In [26]:
import cv2
import os
import json
import numpy as np
from tqdm import tqdm

# 讀取class_bgr.json文件
with open('class_bgr.json', 'r') as file:
    class_bgr = json.load(file)

# 建立從BGR值到類別名的映射
bgr_to_class = {tuple(bgr): class_name for class_name, bgr in class_bgr.items()}

# 準備文件路徑
inference_output_dir = './inference_data/ground_truth'

# 存儲每張圖像的類別名
documents = []

# 轉換並建構documents
for inference_filename in tqdm(os.listdir(inference_output_dir), desc="Processing images"):
    inference_path = os.path.join(inference_output_dir, inference_filename)
    segmentation_result = cv2.imread(inference_path)

    # 獲得該圖像的所有像素點的Class
    class_names = [bgr_to_class.get(tuple(segmentation_result[y, x].tolist()), "unknown") for y in range(segmentation_result.shape[0]) for x in range(segmentation_result.shape[1])]

    # 將類別名作為“文檔”
    documents.append(class_names)


Processing images: 100%|██████████| 242/242 [00:55<00:00,  4.39it/s]


In [27]:
# 建立詞彙表和索引
vocab = set(word for doc in documents for word in doc)
vocab_index = {word: i for i, word in enumerate(vocab)}

# 手動計算TF
tf_matrix = np.zeros((len(documents), len(vocab)))

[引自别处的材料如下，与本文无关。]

PR #936, opened 2021-08-03
Realm settings(localization): add locale dropdown to table

jenny-s51:
## Motivation

https://issues.redhat.com/browse/APPDUX-1066

## Brief Description

Adds locale filter to message bundle table as shown in https://marvelapp.com/prototype/56d9606/screen/76458142

## Verification Steps

1. Go to `RealmSettings.tsx` and uncomment the Localization tab.
2. Go to Realm Settings -> Localization.
3. As per the design, the locale filter in the table should be disabled until the form above is modified and saved.
4. Save the form and verify that the new locale select filter works as expected.

## Checklist:

### DIFF
--- a/src/PageNav.tsx
+++ b/src/PageNav.tsx
@@ -7,6 +7,7 @@ import {
   NavGroup,
   NavList,
   PageSidebar,
+  Divider,
 } from "@patternfly/react-core";
 
 import { RealmSelector } from "./components/realm-selector/RealmSelector";
@@ -90,13 +91,9 @@ export const PageNav: React.FunctionComponent = () => {
               <RealmSelector />
             </NavItem>
           </NavList>
-          {!isOnAddRealm && (
-            <NavGroup title="">
-              <LeftNav title="home" path="/" />
-            </NavGroup>
-          )}
+          <Divider />
           {showManage && !isOnAddRealm && (
-            <NavGroup title={t("manage")}>
+            <NavGroup aria-label={t("manage")} title={t("manage")}>
               <LeftNav title="clients" path="/clients" />
               <LeftNav title="clientScopes" path="/client-scopes" />
               <LeftNav title="realmRoles" path="/roles" />
@@ -108,7 +105,7 @@ export const PageNav: React.FunctionComponent = () => {
           )}
 
           {showConfigure && !isOnAddRealm && (
-            <NavGroup title={t("configure")}>
+            <NavGroup aria-label={t("configure")} title={t("configure")}>
               <LeftNav title="realmSettings" path="/realm-settings" />
               <LeftNav title="authentication" path="/authentication" />
               <LeftNav title="identityProviders" path="/identity-providers" />
--- a/src/components/table-toolbar/KeycloakDataTable.tsx
+++ b/src/components/table-toolbar/KeycloakDataTable.tsx
@@ -375,6 +375,7 @@ export function KeycloakDataTable<T>({
       {((data && data.length > 0) ||
         search !== "" ||
         isSearching ||
+        emptyState ||
         loading) && (
         <PaginatingTableToolbar
           count={data?.length || 0}
@@ -413,7 +414,8 @@ export function KeycloakDataTable<T>({
           {!loading &&
             (!data || data.length === 0) &&
             (search !== "" || !isSearching) &&
-            searchPlaceholderKey && (
+            searchPlaceholderKey &&
+            !emptyState && (
               <ListEmptyState
                 hasIcon={true}
                 icon={icon}
--- a/src/realm-settings/LocalizationTab.tsx
+++ b/src/realm-settings/LocalizationTab.tsx
@@ -5,13 +5,16 @@ import {
   ActionGroup,
   AlertVariant,
   Button,
+  Divider,
   FormGroup,
   PageSection,
   Select,
+  SelectGroup,
   SelectOption,
   SelectVariant,
   Switch,
   TextContent,
+  ToolbarItem,
 } from "@patternfly/react-core";
 
 import type RealmRepresentation from "keycloak-admin/lib/defs/realmRepresentation";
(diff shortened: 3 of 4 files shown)


src/PageNav.tsx
```diff
@@ -81,12 +81,12 @@ export const PageNav: React.FunctionComponent = () => {
             </NavItem>
           </NavList>
           {!isOnAddRealm && (
-            <NavGroup title="">
+            <NavGroup aria-labelledby="" title="">
```
jonkoops, line 84: Should we not be adding a value here?

src/PageNav.tsx
```diff
@@ -81,12 +81,12 @@ export const PageNav: React.FunctionComponent = () => {
...
               <LeftNav title="home" path="/" />
             </NavGroup>
           )}
           {showManage && !isOnAddRealm && (
-            <NavGroup title={t("manage")}>
+            <NavGroup aria-labelledby={t("manage")} title={t("manage")}>
```
jonkoops, line 89: Be aware that `aria-labelledby` references the `id` of an element that contains a descriptive text and should not be confused with `aria-label` which provides a text directly.

So probably what we need to do here is:
```suggestion
            <NavGroup aria-label={t("manage")} title={t("manage")}>
```

src/PageNav.tsx
```diff
@@ -98,7 +98,7 @@ export const PageNav: React.FunctionComponent = () => {
           )}
 
           {showConfigure && !isOnAddRealm && (
-            <NavGroup title={t("configure")}>
+            <NavGroup aria-labelledby={t("configure")} title={t("configure")}>
```
jonkoops, line 101:
```suggestion
            <NavGroup aria-label={t("configure")} title={t("configure")}>
```

src/realm-settings/LocalizationTab.tsx
```diff
@@ -76,7 +81,18 @@ export const LocalizationTab = ({
...
+    return [[]];
+  };
+
+  const tableLoader = async () => {
+    if (realm) {
+      const result = await adminClient.realms.getRealmLocalizationTexts({
+        realm: currentRealm,
+        selectedLocale: selectMenuLocale,
       });
       return Object.keys(result).map((key) => [key, result[key]]);
```
jonkoops, line 97: Not entirely sure, but we might be able to replace this with `Object.entries()`.
```suggestion
      return Object.entries(result);
```

src/realm-settings/LocalizationTab.tsx
```diff
@@ -76,7 +81,18 @@ export const LocalizationTab = ({
     if (realm) {
       const result = await adminClient.realms.getRealmLocalizationTexts({
         realm: realm.realm!,
-        selectedLocale: getValues("defaultLocale") || "en",
+        selectedLocale: selectMenuLocale || getValues("defaultLocale") || "en",
+      });
+      return Object.keys(result).map((key) => [key, result[key]]);
```
jonkoops, line 86: Not entirely sure, but we might be able to replace this with `Object.entries()`.
```suggestion
      return Object.entries(result);
```

src/realm-settings/LocalizationTab.tsx
```diff
@@ -87,6 +103,34 @@ export const LocalizationTab = ({
     setAddMessageBundleModalOpen(!addMessageBundleModalOpen);
   };
 
+  const options = [
+    <SelectGroup label={t("defaultLocale")} key="group1">
+      {watchSupportedLocales
+        .filter((item) => item === realm?.defaultLocale)
+        .map((locale: string, idx: number) => (
+          <SelectOption key={`supported-locale-${idx}`} value={locale}>
```
jonkoops, line 111: Is `locale` not already unique in this context? React [recommends](https://reactjs.org/docs/lists-and-keys.html#keys) using the `index` as a key only as a last resort.
```suggestion
          <SelectOption key={locale} value={locale}>
```

src/realm-settings/LocalizationTab.tsx
```diff
@@ -87,6 +103,34 @@ export const LocalizationTab = ({
     setAddMessageBundleModalOpen(!addMessageBundleModalOpen);
   };
 
+  const options = [
+    <SelectGroup label={t("defaultLocale")} key="group1">
+      {watchSupportedLocales
+        .filter((item) => item === realm?.defaultLocale)
+        .map((locale: string, idx: number) => (
```
jonkoops, line 110: These types are already known, so there is no need to specify them.
```suggestion
        .map((locale, idx) => (
```

src/realm-settings/LocalizationTab.tsx
```diff
@@ -87,6 +103,34 @@ export const LocalizationTab = ({
...
+          <SelectOption key={`supported-locale-${idx}`} value={locale}>
+            {t(`allSupportedLocales.${locale}`)}
+          </SelectOption>
+        ))}
+    </SelectGroup>,
+    <Divider key="divider" />,
+    <SelectGroup label={t("supportedLocales")} key="group2">
+      {watchSupportedLocales
+        .filter((item) => item !== realm?.defaultLocale)
+        .map((locale: string, idx: number) => (
```
jonkoops, line 120: These types are already known, so there is no need to specify them.
```suggestion
        .map((locale, idx) => (
```

src/realm-settings/LocalizationTab.tsx
```diff
@@ -87,6 +103,34 @@ export const LocalizationTab = ({
...
+          <SelectOption key={`supported-locale-${idx}`} value={locale}>
```
jonkoops, line 121: Is `locale` not already unique in this context? React [recommends](https://reactjs.org/docs/lists-and-keys.html#keys) using the `index` as a key only as a last resort.
```suggestion
          <SelectOption key={locale} value={locale}>
```

jonkoops (changes requested):

src/PageNav.tsx
jenny-s51: I'm not sure we need this `<NavGroup>` here at all - it doesn't render anything in the left nav. Do you think we can just put a divider component here instead?

src/realm-settings/LocalizationTab.tsx
jenny-s51: Thank you for the suggestion! Looks like the `loader` prop on `KeycloakDataTable` doesn't like this return type

src/realm-settings/LocalizationTab.tsx
jenny-s51: Thank you for the suggestion! Looks like the loader prop on KeycloakDataTable doesn't like this return type

src/PageNav.tsx
jenny-s51: Good suggestion! thank you for clarifying

src/components/table-toolbar/KeycloakDataTable.tsx
```diff
@@ -137,6 +137,7 @@ export type DataListProps<T> = Omit<
   actionResolver?: IActionsResolver;
   searchTypeComponent?: ReactNode;
   toolbarItem?: ReactNode;
+  keepToolbar?: boolean;
```
edewit, line 140: no need to add this we already have a property to do this called `isSearching`, guess we could rename it instead.

edewit (changes requested):
had one strange error when testing this the dropdown on the table got disabled after a reload:
image

src/components/table-toolbar/KeycloakDataTable.tsx
jenny-s51: thank you - now using the prop `isSearching` on the data table within the localization tab

jenny-s51:
@edewit According to this mock, the actions menu should be disabled until Localization configs are saved: https://marvelapp.com/prototype/56d9606/screen/76458134

edewit (approved):

src/realm-settings/LocalizationTab.tsx
jonkoops: This is because the return type is mixed, the `catch` clause returns an empty array which is not assignable to `[string, string]`.

jonkoops (approved):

for doc_idx, doc in enumerate(documents):
    for word in doc:
        word_idx = vocab_index[word]
        tf_matrix[doc_idx, word_idx] += 1

In [37]:
# 計算documents frequency
n_documents = len(documents)
df = np.count_nonzero(tf_matrix, axis=0) / n_documents

# 對TF取倒數並與IDF相乘
tf_inverse = 1 / (tf_matrix + 1e-9)  # 避免除以0
weights = tf_inverse * df *df

# 計算每個類別的權重並保存
class_weights = np.sum(weights, axis=0)

# 對權重進行歸一化
print("[INFO] Normalizing...")
class_weights_normalized = class_weights / np.linalg.norm(class_weights)

# 計算每個類別的權重
class_weights_dict = {word: weight for word, weight in zip(vocab, class_weights_normalized)}

[INFO] Normalizing...


In [38]:
# 讀取class_bgr.json文件來獲取類別順序
with open('class_bgr.json', 'r') as file:
    class_order = json.load(file)

# 根據class_bgr.json中的順序重新排序class_weights_dict
sorted_class_weights = {class_name: class_weights_dict[class_name] for class_name in class_order.keys() if class_name in class_weights_dict}
simplified_class_weights = {class_name: round(weight, 2) for class_name, weight in sorted_class_weights.items()}

"""
class_weight_ver1:
    weights = tf_inverse

class_weight_ver2:
    weights = tf_inverse * df

class_weight_ver3:
    weights = tf_inverse * df * df
"""
# 保存排序後的權重到JSON文件
saved_filename = "class_weight_ver3"
with open(f'{saved_filename}.json', 'w') as json_file:
    json.dump(simplified_class_weights, json_file, indent=4)

print(f"Sorted class weights have been saved to {saved_filename}.json.")

Sorted class weights have been saved to class_weight_ver6.json.